• [Activity]:
Write out every line of the data below exactly as given.

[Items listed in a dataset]
PR #2688, opened 2023-01-01
[Quest API] Add DoesAugmentFit() to Perl/Lua.

Kinglykrab:
# Perl
- Add `quest::does_augment_fit(item, augment_id)`.

# Lua
- Add `eq.does_augment_fit(item, augment_id)`.

# Notes
- Returns the augment slot index where the augment fits within the item instance provided, returns `-1` if it doesn't fit or has no open slot to fit in.


Aeadoin (approved):
LGTM

Issue #2500, opened 2022-10-26
Spell formula 122 (Splurt) should be able to be used beneficially as well as detrimentally.


MidnightMusicClub:
The click effect "Soul Well" on the Shissar Deathspeaker Staff should function as a "Splurt" style lifetap over time. As damage is done to an NPC, that same amount should be added to the caster's HP. The way it is now the recourse does damage to the caster instead of healing them.

Aeadoin:
I was able to get to "Soul Well Recourse" work by Setting it to the following:

[image](https://user-images.githubusercontent.com/109764533/210415259-c8f74fc3-ad27-4a55-a7fd-b341c3018b70.png)

Can see the Regen ticking up using #mystats (the client inventory though shows it broken)

[image](https://user-images.githubusercontent.com/109764533/210415080-ef2c6b6c-a46a-4d66-af4c-1939421f3fbc.png)

My actual recommendation is to ditch the Recourse on "Soul Well" and implement it like Live has, it looks like they ditched the recourse aspect, and made it a resource tap.

[image](https://user-images.githubusercontent.com/109764533/210415699-245485af-736f-4910-ac25-1b4347c518ee.png)

[image](https://user-images.githubusercontent.com/109764533/210415668-9fa579c9-8bea-434f-a262-d01034b0a4c8.png)

It looks like Live has a number of different Splurt related Formulas (Soul Well Recourse before Soul Well was changed to SPA 457, was using Formula 1012, and Soul Well itself uses 4012)

Isaaru:
@Aeadoin I like that. Do you know when live changed it?

Aeadoin:
Looks like they changed that a couple years ago. 

![image](https://user-images.githubusercontent.com/109764533/210636907-d7d16b8d-9f5e-4aa6-9790-450be50a0159.png)

and yes, that would make Soul Well regen stacks with those other abilities.

PR #2695, opened 2023-01-01
[Bug Fix] Fix Splurt Formula Causing Damage

Kinglykrab:
# Notes
- According to https://github.com/EQEmu/Server/issues/2500 the recourse causes damage instead of healing, this fixes that.

### DIFF
--- a/zone/spell_effects.cpp
+++ b/zone/spell_effects.cpp
@@ -3565,7 +3565,7 @@ snare has both of them negative, yet their range should work the same:
 			if(ticdif < 0)
 				ticdif = 0;
 
-			result = updownsign * (ubase - (12 * ticdif));
+			result = ubase - (12 * ticdif);
 			degenerating_effects = true;
 			break;
 		}


zone/spell_effects.cpp
```diff
@@ -3565,7 +3565,7 @@ snare has both of them negative, yet their range should work the same:
 			if(ticdif < 0)
 				ticdif = 0;
 
-			result = updownsign * (ubase - (12 * ticdif));
+			result = ubase - (12 * ticdif);
```
Aeadoin, line 3568: Removing this doesn't even seem to fix "Soul Well Recourse" it actually prevents the 1 method where it does work from working.
Without making this change I was able to get to "Soul Well Recourse" work by Setting it to the following:

image

Can see the Regen ticking up using #mystats (the client inventory though shows it broken)

image

My actual recommendation is to ditch the Recourse on  "Soul Well" and implement it like Live has, it looks like they ditched the recourse aspect, and made it a resource tap.

image

image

• [Result for this exercise]:
PR #2688, opened 2023-01-01
[Quest API] Add DoesAugmentFit() to Perl/Lua.

Kinglykrab:
# Perl
- Add `quest::does_augment_fit(item, augment_id)`.

# Lua
- Add `eq.does_augment_fit(item, augment_id)`.

# Notes
- Returns the augment slot index where the augment fits within the item instance provided, returns `-1` if it doesn't fit or has no open slot to fit in.


Aeadoin (approved):
LGTM

Issue #2500, opened 2022-10-26
Spell formula 122 (Splurt) should be able to be used beneficially as well as detrimentally.


MidnightMusicClub:
The click effect "Soul Well" on the Shissar Deathspeaker Staff should function as a "Splurt" style lifetap over time. As damage is done to an NPC, that same amount should be added to the caster's HP. The way it is now the recourse does damage to the caster instead of healing them.

Aeadoin:
I was able to get to "Soul Well Recourse" work by Setting it to the following:

[image](https://user-images.githubusercontent.com/109764533/210415259-c8f74fc3-ad27-4a55-a7fd-b341c3018b70.png)

Can see the Regen ticking up using #mystats (the client inventory though shows it broken)

[image](https://user-images.githubusercontent.com/109764533/210415080-ef2c6b6c-a46a-4d66-af4c-1939421f3fbc.png)

My actual recommendation is to ditch the Recourse on "Soul Well" and implement it like Live has, it looks like they ditched the recourse aspect, and made it a resource tap.

[image](https://user-images.githubusercontent.com/109764533/210415699-245485af-736f-4910-ac25-1b4347c518ee.png)

[image](https://user-images.githubusercontent.com/109764533/210415668-9fa579c9-8bea-434f-a262-d01034b0a4c8.png)

It looks like Live has a number of different Splurt related Formulas (Soul Well Recourse before Soul Well was changed to SPA 457, was using Formula 1012, and Soul Well itself uses 4012)

Isaaru:
@Aeadoin I like that. Do you know when live changed it?

Aeadoin:
Looks like they changed that a couple years ago. 

![image](https://user-images.githubusercontent.com/109764533/210636907-d7d16b8d-9f5e-4aa6-9790-450be50a0159.png)

and yes, that would make Soul Well regen stacks with those other abilities.

PR #2695, opened 2023-01-01
[Bug Fix] Fix Splurt Formula Causing Damage

Kinglykrab:
# Notes
- According to https://github.com/EQEmu/Server/issues/2500 the recourse causes damage instead of healing, this fixes that.

### DIFF
--- a/zone/spell_effects.cpp
+++ b/zone/spell_effects.cpp
@@ -3565,7 +3565,7 @@ snare has both of them negative, yet their range should work the same:
 			if(ticdif < 0)
 				ticdif = 0;
 
-			result = updownsign * (ubase - (12 * ticdif));
+			result = ubase - (12 * ticdif);
 			degenerating_effects = true;
 			break;
 		}


zone/spell_effects.cpp
```diff
@@ -3565,7 +3565,7 @@ snare has both of them negative, yet their range should work the same:
 			if(ticdif < 0)
 				ticdif = 0;
 
-			result = updownsign * (ubase - (12 * ticdif));
+			result = ubase - (12 * ticdif);
```
Aeadoin, line 3568: Removing this doesn't even seem to fix "Soul Well Recourse" it actually prevents the 1 method where it does work from working.
Without making this change I was able to get to "Soul Well Recourse" work by Setting it to the following:

image

Can see the Regen ticking up using #mystats (the client inventory though shows it broken)

image

My actual recommendation is to ditch the Recourse on  "Soul Well" and implement it like Live has, it looks like they ditched the recourse aspect, and made it a resource tap.

image

image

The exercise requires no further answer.